- Submitter (Affiliation): Ben Strong (Earth Genome), Hutch (Tom) Ingold (Earth Genome)
- Data Provider (Legal Entity): Earth Genome (501(c)(3) Nonprofit)
- Homepage: http://earthindex.ai/
Earth Index is a platform for tile-level geospatial search and classification of satellite imagery. Earth Index works by “pre-indexing” the planet for search using earth observation foundation models.
We've been using embeddings for human-in-the-loop tile-level search (approximate nearest neighbors) and classification (linear or other lightweight models).
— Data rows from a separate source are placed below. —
PR #1246, opened 2024-01-08
[sc-3834] Allow to annotate using keyboard

operramon:


ebrehault (approved):

libs/common/src/lib/resources/edit-resource/annotation/paragraph-annotation/paragraph-annotation.component.ts
```diff
@@ -300,4 +301,36 @@ export class ParagraphAnnotationComponent extends SelectFirstFieldDirective impl
       ),
     );
   }
+
+  @HostListener('window:keyup', ['$event'])
+  private onKeyUp(event: KeyboardEvent) {
+    if (document.activeElement !== document.body) return;
+    forkJoin([this.paragraphs.pipe(take(1)), this.isAdminOrContrib.pipe(take(1))]).subscribe(
```
mpellerin42, line 308: this seems a bit heavy to me as you will do this call on each keyup event, while you need it only on Enter, Delete and Escape. It would be better to check the event key first and act on it only on the events of interest, no?

operramon: let me rethink it

operramon: Fixed

mpellerin42 (approved):

PR #1255, opened 2024-01-11
[sc-8274] consistent language model on KB creation

mpellerin42:
- Create a standalone component for language field in KB creation
- Move function allowing to get KB configuration from backend configuration and user’s choices to the core lib.
- Update KB création dialog to use the new language-field component
- Fix KB creation from onboarding by passing account id instead of account slug (have been broken during SDK clean up)

### DIFF
--- a/libs/common/src/lib/kb-add/kb-add.component.ts
+++ b/libs/common/src/lib/kb-add/kb-add.component.ts
@@ -156,7 +156,6 @@ export class KbAddComponent implements OnInit {
   }
 
   updateLanguages(data: { multilingualSelected: boolean; languages: string[] }) {
-    console.log(`updateLanguages`, data);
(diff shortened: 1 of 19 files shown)


libs/common/src/lib/kb-add/kb-add.component.ts
```diff
@@ -140,8 +155,10 @@ export class KbAddComponent implements OnInit {
     this.cdr?.markForCheck();
   }
 
-  hasTranslation(key: string) {
-    const translation = this.translate.instant(key);
-    return translation !== key && translation !== '';
+  updateLanguages(data: { multilingualSelected: boolean; languages: string[] }) {
+    console.log(`updateLanguages`, data);
```
ebrehault, line 159: to be cleaned

ebrehault (approved):

PR #1266, opened 2024-01-19
Ericbrehault/sc 8410/support sitemap in sync agent

ebrehault:


operramon (approved):

libs/sync/src/lib/upload/select-files/select-files.component.ts
```diff
@@ -138,8 +138,8 @@ export class SelectFilesComponent implements AfterViewInit {
         // Add empty item just to trigger sitemap synchronization
         this.selection.setSelection({
           uuid: '',
-          title: '',
-          originalId: '',
+          title: 'Sitemap',
+          originalId: 'SITEMAP',
```
operramon, line 142: should the desktop app version number be increased ?

ebrehault: no, that's for the synchronizer

PR #1276, opened 2024-01-26
[sc-8642] Maintenance page

mpellerin42:


operramon (approved):

ebrehault (approved):
We will need a corresponding route in the nginx config but we can still merge this PR and fix that later (after discussing with Platform team what they prefer)

PR #1282, opened 2024-01-30
[sc-8640] Support RAG strategies options in the widget

mpellerin42:
- Add support for RAG strategies in the SDK
- Add `rag_strategies` and `rag_field_ids` options to the widget
- Add support for RAG strategies options in the widget editor page
- Fix bug in widget generator advanced tab: `edited` marker is now displayed only when the preset is really modified


libs/search-widget/src/widgets/search-widget/SearchBar.svelte
```diff
@@ -47,6 +52,8 @@
   export let cssPath = '';
   export let prompt = '';
   export let no_tracking = false;
+  export let rag_strategies = '';
```
operramon, line 55: should these options also be added to ChatWidget.svelte ?

operramon (approved):

libs/search-widget/src/widgets/search-widget/SearchBar.svelte
mpellerin42: good question, I don't know but I'll ask @ebrehault

PR #1286, opened 2024-01-30
render wild labels when editing resource

ebrehault:


operramon (approved):

libs/common/src/lib/resources/edit-resource/classification/resource-classification.component.ts
operramon, line 1: If a resource have two wild labels, only one is checked as selected, is this expected ?

ebrehault: it is not, let me check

Some downstream applications include monitoring targets like:
- Poultry CAFOs
- Artisinal gold mining
- Infrastucture development (roads, dams, etc.)
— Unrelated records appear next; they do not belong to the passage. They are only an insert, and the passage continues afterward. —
PR #1299, opened 2024-02-05
[sc-8738] Support backend feature flags

mpellerin42:
- Add support for backend feature flag
- Use NucliaDB flag for new processing status endpoint

### DIFF
--- a/libs/core/src/lib/analytics/feature-flag.service.ts
+++ b/libs/core/src/lib/analytics/feature-flag.service.ts
@@ -20,6 +20,7 @@ interface FeaturesData {
 
 const CUSTOM_FEATURE_FLAGS = 'NUCLIA_CUSTOM_FEATURE_FLAGS';
 const FEATURE_PREFIX = 'application_';
+const BACKEND_PREFIXES = ['nucliadb_', 'nua_'];
 
 const stageFeatures: Features = {};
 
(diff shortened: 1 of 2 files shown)


libs/core/src/lib/analytics/feature-flag.service.ts
```diff
@@ -47,8 +48,23 @@ export class FeatureFlagService {
...
+            ...acc,
+            [key]: feature?.rollout === 100 || (feature?.variants?.account_id_md5 || []).includes(md5 || ''),
+          };
+        }, {}),
+    ),
+  );
   private stageFeatures = new BehaviorSubject<Features>({ ...stageFeatures, ...this.getCustomFeatures() });
-  private features: Observable<Features> = this.remoteFeatures.pipe(
+  private applicationFeatures: Observable<Features> = this.applicationRemoteFeatures.pipe(
+    map((features) => ({ ...features, ...this.getCustomFeatures() })),
```
operramon, line 65: I guess this line is not needed, because at the moment backend flags are not customizable with the konami code

operramon (approved):

libs/core/src/lib/analytics/feature-flag.service.ts
mpellerin42: ok, I wasn't sure what those customFeatures were about. Let me clean that up

PR #1304, opened 2024-02-06
[sc-8765] Update Notification panel

mpellerin42:
- Use the new `listenToResourceOperationNotifications` method to get better notifications
- Stop listening to current KB notifications when switching to another KB, and remove the previous notifications from the panel
- Fix the error management in rest’s `getStreamMessages` method: firefox is raising `NS_BINDING_ABORTED` TypeError when reloading the page while the connection is opened, so our system allowing to reconnect once in case of network error was reconnecting while it shouldn't have on this specific case.


ebrehault (approved):

libs/common/src/lib/notifications/notification.service.ts
```diff
@@ -22,8 +24,15 @@ export class NotificationService {
   ) {
     combineLatest([this.sdk.currentAccount, this.sdk.currentKb])
       .pipe(
+        tap(([, kb]) => {
```
operramon, line 27: If I logout and login again, it seems the notifications connection is lost. This also happens when navigating to the user profile. Are these edge cases worth fixing ?

operramon (approved):

libs/common/src/lib/notifications/notification.service.ts
mpellerin42: yes they do, thank you for raising those issues, I'll fix them before merging :)

operramon (approved):

PR #235, opened 2020-11-13
AB#4236 easy fixes 13-inch screen user-test

jannisvisser:


jannisvisser:
@gulfaraz please have a look if in your professional opinion I didn't go overboard with decreasing font-sizes/margin/padding..

gulfaraz:
@jannisvisser The changes look reasonable. I've listed my opinion to be aware of,

1. The font size is readable to me but I wonder if it's too small for the general audience. The smaller font size gives the impression that we're trying to fit as much information as possible on one screen. This indicates poor UX and no structure in the presented information. I recommend spending time with design to prioritize information to be shown and expand further based on the user interest/interaction.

- Landfills and waste sites
- URL: [tbd, on source.coop]
- Documentation: [tbd]
- Projection: EPSG:4326
- License: CC-BY
- GeoParquet validation:
gpq validate embeddings.parquet
- Emb sample metadata and parquet metadata validation:
python3 validate.py
Field Name | Type | Description |
---|---|---|
geometry | geometry | Geometry of tile used to generate embeddings |
id | string | Unique identifier for tile |
embedding | array | The vector embedding |
The files originate from MGRS 100km x 100km imagery tile, e.g. 21MNT
, which the parquet files inherit.
That being said, using a filename as metadata is an easy way to lose context so we make sure that all relevant
metadata from the filename also gets embedding in the file itself.
The embedding.parquet
file is also a valid Geoparquet file, with the expected metadata stored under the geo
key.
Additionally we have added an emb
key for the embeddings metadata - also in JSON format.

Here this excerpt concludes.